- Location in Pathein district
- Coordinates: 16°21′N 94°29′E﻿ / ﻿16.350°N 94.483°E
- Country: Myanmar
- Region: Ayeyarwady Region
- District: Pathein District
- Capital: Ngapudaw

Area
- • Total: 1,404.18 sq mi (3,636.81 km^{2})
- Elevation: 30.28 ft (9.23 m)
- Highest elevation: 1,325 ft (404 m)

Population (2023)
- • Total: 321,031
- • Density: 228.625/sq mi (88.2727/km^{2})
- Time zone: UTC+6:30 (MMt)

= Ngapudaw Township =

Ngapudaw Township or Ngaputaw Township (ငပုတောမြို့နယ်) is a township of Pathein District in the Ayeyarwady Region of Myanmar. The western portion of the township includes Ngayokaung Subtownship and the southern portion of the township includes Hainggyikyun Subtownship, both unofficial divisions used by the Township for statistical and administrative ease. The small village of Kyounku within Hainggyikyun Subtownship is the birthplace of former President of Myanmar Thein Sein.

The township borders Pathein Township and Kangyidaunt Township to its north. To its east, it borders Myaungmya Township, Myaungmya District and Labutta Township, Labutta District. There are two subtownships, three towns, 9 wards, 83 village-tracts and 411 villages in Ngapudaw Township. The principal town of the township is Ngapudaw.

==History==
During the Bagan Dynasty, the Mon town of Kyaik Padaw was recorded as one of the 32 towns under the administration of Pathein. Kyaik Padaw is thought to be located within Ngapudaw Township on the banks of the Pammawaddy River. However, the first concrete creation of the town of Ngapudaw would not be until the formation of British Burma in the 19th century after the Second Anglo-Burmese War. The township itself would be created in the late 19th century after the annexation of Lower Burma by the British.

==Geography==
Ngapudaw Township is located on the southwestern edge of Irrawaddy Delta with a significant deltaic coastline on the Andaman Sea. The southernmost portions of the Arakan Mountains stretch through the township's west dividing the low-lying east from the long western shore on the Bay of Bengal. Steep forested mountains characterize the western part of the township ending in Cape Negrais. The mountains extend further into the sea to form the Andaman Islands.

The township has 108 miles of coastline, with only 50 miles of deep-water coastline. The highest peak in the township is Mt. Taungpetkyi at 1325 ft above sea level. The township is located in a mountainous tropical zone with a heavy monsoon presence, seeing 95 days of rain totalling 100.9 in of rain in an average year. The temperature variation is more moderate than more northern tropical mountainous townships with average highs and lows range between 31.3°C and 20.8°C.

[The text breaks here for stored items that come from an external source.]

PR #907, opened 2022-06-30
fix: diff calculation

sakulstra:
The calculation for the required diff is simply broken right now.

`proposal/41` required 15.6M votes in the current ui to pass differential, which is obviously wrong

I think things got broken when the ui switched from showing % to showing absolute numbers. Please tripple check my code.


grothem:
I was looking through this trying to understand the differential calculation, and I'm a little lost 😅

I saw that the minimum diff values are set to 50 and 150 for short and long, but I'm not really sure what that means and how that factors into the calculation. If there's some documentation you could point me to, or maybe walk through an example w/ numbers, that would be awesome 🙂

sakulstra:
@grothem the diff value is a percent representation where `10000`, would be 100% so, for short it's 0.5% and long 1.5%.

The formular for when it's valid you can find here https://github.com/aave/governance-v2/blob/master/contracts/governance/ProposalValidator.sol#L191 

The formula in human readable words i think would be:
`positive% > negative% + VOTE_DIFFERENTIAL%`
So transformed should be `positive%-negative% > VOTE_DIFFERENTIAL%` which when substituted should be sth like `positiveVotes-negativeVotes > differentialVotes` ... so i guess it's just `diff > 80k | 240k` dependent on long vs short

defispartan (approved):
Took me a few tries to wrap my head around this, but I think this new version is correct.

In your comment on this thread though you gave the differentials as 0.5% and 1.5%, when they should be 5% and 15%. The long timelock executor has a threshold of 1500, and since  `ONE_HUNDRED_WITH_PRECISION` is 10000 on the contract this is a differential of 1500 / 10000 = 15%.

On Proposal 41, this would give a required differential of 16,000,000 * 0.15 = 2,400,000 which is what I'm getting

sakulstra:
@defispartan it's 0,5% and 15% actually - just double checked and it's 50 and 1500

src/modules/governance/utils/formatProposal.ts
```diff
@@ -24,7 +24,10 @@ export function formatProposal(proposal: Omit<Proposal, 'values'>) {
 
   const diff = new BigNumber(proposal.forVotes).minus(proposal.againstVotes);
   const voteSum = new BigNumber(proposal.forVotes).plus(proposal.againstVotes);
-  const requiredDiff = voteSum.multipliedBy(new BigNumber(proposal.minimumDiff).dividedBy(100));
+
+  const requiredDiff = new BigNumber(proposal.totalVotingSupply)
+    .multipliedBy(proposal.minimumDiff)
+    .dividedBy(10000);
```
foodaka, line 30: should we label the 10000 as a variable so its more clear or leave a comment on how we do the calculation?

defispartan: Yeah, it would be good to move that to a variable and add this [link](https://github.com/aave/governance-v2/blob/master/contracts/governance/ProposalValidator.sol#L191) as a comment so we remember the calculation

sakulstra: Feel free to propose a comment. I will accept it. Imo it doesn't make to much sense - perhaps having a comment above the function with a link to the smart contract but no explaining a single random value.

sakulstra: https://github.com/aave/interface/pull/907/files#diff-31d08d0f7bfd01ee2d2d0001e717dd0bbc87035fa4774e4eca2b189dcf1f61b1R6

defispartan (approved):

foodaka (approved):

The township has large undeveloped and natural areas, particularly in the west. There are many tree species including teak, Burmese ironwood, jackfruit, tamarind as well as other flora like Dipterocarpus and nipa palms. There are also diverse fauna with elephants, boars, black bears, gaur and goats. Ngapudaw township lies on the southern forest fringe of Ayeyarwady Region, an area with the highest deforestation rates in the area with forested lands dropping from 15.3% to 14% of the area in 2014 alone.

Off the coast of Ngapudaw Township lies the Thameehla Island (or Turtle Island) where a turtle breeding and conservation camp is located. Further into the Andaman Sea is Alguada Reef. On the southern coast, there are yardang-like formations on the Kyaukkalat Coast near Dedu Gone village.

==Demographics==

Pyapon Township is relatively rural with 91.2% of the population in 2019 living outside of the three towns Ngapudaw, Ngayokaung and Hainggyikyun. The majority religion is Buddhism, practiced by 67.5% of the population with the second largest religious group being Christians at 27.3%. Most people live within the east with western Ngayokaung Subtownship only having 12.6% of the total population.

==Economy==
The economy of Ngapudaw Township is experiencing slow growth. Like most of Ayeyarwady Region, is primarily agriculture with as secondary fishing industry. The primary crop is rice with a significant off-season peanut and pulses. There is also a sizeable salt production industry - mostly produced through sun-drying. The hilsa fish is one of the most important fish for the township's small fishing community with little fish conservation or management in place within the township.

The township has seven large dams to control flooding and saltwater intrusions. The primary means of transport within the township is through riverine transport with the main export markets being Pathein, Myaungmya and Yangon Region.

The Pammawaddy Regional Command of the Myanmar Navy is headquartered within the township in the town of Hainggyi Island.